(Task material begins)
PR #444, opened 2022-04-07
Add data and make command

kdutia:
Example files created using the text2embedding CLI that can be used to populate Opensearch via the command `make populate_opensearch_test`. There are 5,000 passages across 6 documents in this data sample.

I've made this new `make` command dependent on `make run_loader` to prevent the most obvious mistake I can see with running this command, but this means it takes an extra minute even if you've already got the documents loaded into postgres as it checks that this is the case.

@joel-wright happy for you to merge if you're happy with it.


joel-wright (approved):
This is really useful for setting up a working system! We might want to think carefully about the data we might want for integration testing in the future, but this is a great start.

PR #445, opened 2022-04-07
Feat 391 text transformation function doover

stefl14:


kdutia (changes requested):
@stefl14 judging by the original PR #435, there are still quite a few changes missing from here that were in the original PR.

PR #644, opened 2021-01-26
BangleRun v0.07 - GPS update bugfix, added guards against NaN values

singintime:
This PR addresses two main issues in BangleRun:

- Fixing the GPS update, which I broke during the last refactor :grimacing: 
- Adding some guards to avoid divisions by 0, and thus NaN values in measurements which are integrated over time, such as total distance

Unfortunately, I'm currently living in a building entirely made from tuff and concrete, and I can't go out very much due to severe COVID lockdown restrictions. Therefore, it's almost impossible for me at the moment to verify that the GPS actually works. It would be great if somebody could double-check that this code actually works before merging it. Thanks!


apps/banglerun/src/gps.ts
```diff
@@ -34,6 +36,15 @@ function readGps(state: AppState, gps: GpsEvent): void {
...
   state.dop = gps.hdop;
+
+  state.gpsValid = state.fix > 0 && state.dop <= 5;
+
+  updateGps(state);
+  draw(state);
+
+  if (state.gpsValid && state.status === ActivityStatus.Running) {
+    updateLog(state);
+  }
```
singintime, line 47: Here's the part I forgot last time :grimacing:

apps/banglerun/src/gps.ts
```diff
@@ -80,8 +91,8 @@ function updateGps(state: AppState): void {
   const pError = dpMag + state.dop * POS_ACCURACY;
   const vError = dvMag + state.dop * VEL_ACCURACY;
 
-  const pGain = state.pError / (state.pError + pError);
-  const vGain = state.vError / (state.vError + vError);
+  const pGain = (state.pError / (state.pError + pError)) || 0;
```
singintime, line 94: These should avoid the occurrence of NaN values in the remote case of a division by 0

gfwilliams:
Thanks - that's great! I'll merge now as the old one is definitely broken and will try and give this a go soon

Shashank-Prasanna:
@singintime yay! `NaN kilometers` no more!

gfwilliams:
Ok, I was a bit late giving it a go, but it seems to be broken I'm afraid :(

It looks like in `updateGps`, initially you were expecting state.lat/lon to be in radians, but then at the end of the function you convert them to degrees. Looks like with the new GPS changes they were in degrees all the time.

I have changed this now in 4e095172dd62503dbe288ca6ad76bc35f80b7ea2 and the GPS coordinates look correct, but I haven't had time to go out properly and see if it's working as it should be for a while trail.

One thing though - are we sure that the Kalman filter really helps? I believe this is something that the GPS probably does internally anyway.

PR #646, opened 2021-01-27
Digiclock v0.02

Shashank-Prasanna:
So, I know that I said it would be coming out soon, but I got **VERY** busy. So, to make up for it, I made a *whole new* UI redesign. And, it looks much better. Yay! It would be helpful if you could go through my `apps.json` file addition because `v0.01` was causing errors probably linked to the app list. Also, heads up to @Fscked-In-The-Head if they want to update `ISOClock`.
(Task material ends)
(Task material begins)
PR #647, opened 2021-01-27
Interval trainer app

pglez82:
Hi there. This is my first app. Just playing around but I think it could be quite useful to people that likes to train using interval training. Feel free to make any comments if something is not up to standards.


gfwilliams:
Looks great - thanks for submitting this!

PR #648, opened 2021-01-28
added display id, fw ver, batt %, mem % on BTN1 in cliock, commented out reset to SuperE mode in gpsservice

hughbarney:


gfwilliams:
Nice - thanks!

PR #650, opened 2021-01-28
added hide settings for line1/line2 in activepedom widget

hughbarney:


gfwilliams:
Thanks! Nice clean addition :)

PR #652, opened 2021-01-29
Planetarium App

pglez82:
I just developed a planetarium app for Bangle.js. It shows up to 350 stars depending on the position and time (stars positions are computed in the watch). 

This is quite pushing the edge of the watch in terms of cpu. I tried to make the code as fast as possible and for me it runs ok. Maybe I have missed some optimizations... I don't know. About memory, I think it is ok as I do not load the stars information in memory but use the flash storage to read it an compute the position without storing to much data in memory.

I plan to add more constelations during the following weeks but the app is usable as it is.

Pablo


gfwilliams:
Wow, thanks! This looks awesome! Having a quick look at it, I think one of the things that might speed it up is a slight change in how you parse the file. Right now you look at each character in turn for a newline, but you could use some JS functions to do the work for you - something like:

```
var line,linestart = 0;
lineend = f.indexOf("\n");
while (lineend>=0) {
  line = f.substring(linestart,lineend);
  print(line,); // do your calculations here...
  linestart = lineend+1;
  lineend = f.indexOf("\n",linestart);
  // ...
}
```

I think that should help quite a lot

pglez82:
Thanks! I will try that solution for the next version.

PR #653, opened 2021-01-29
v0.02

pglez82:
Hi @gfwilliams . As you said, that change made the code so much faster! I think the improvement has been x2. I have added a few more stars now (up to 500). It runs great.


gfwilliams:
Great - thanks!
(Task material ends)
(Task material begins)
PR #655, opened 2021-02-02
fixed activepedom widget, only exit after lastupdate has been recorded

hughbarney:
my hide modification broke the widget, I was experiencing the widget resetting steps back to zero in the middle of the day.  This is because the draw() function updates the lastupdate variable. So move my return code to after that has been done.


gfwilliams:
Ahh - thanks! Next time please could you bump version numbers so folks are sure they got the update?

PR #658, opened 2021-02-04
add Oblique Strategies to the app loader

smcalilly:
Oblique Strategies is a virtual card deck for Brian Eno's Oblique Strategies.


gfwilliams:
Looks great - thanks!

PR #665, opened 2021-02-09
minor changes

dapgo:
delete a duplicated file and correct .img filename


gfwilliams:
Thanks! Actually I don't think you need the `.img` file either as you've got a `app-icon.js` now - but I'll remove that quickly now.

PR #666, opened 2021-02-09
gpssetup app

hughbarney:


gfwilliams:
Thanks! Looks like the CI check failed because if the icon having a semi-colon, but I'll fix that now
(Task material ends)
▶ [Activity] Your answer should consist only of the lines above between the line holding "delete a duplicated" and the line holding "Thanks! Looks like", inclusive, each transcribed exactly.

▶ [Your solution]
delete a duplicated file and correct .img filename


gfwilliams:
Thanks! Actually I don't think you need the `.img` file either as you've got a `app-icon.js` now - but I'll remove that quickly now.

PR #666, opened 2021-02-09
gpssetup app

hughbarney:


gfwilliams:
Thanks! Looks like the CI check failed because if the icon having a semi-colon, but I'll fix that now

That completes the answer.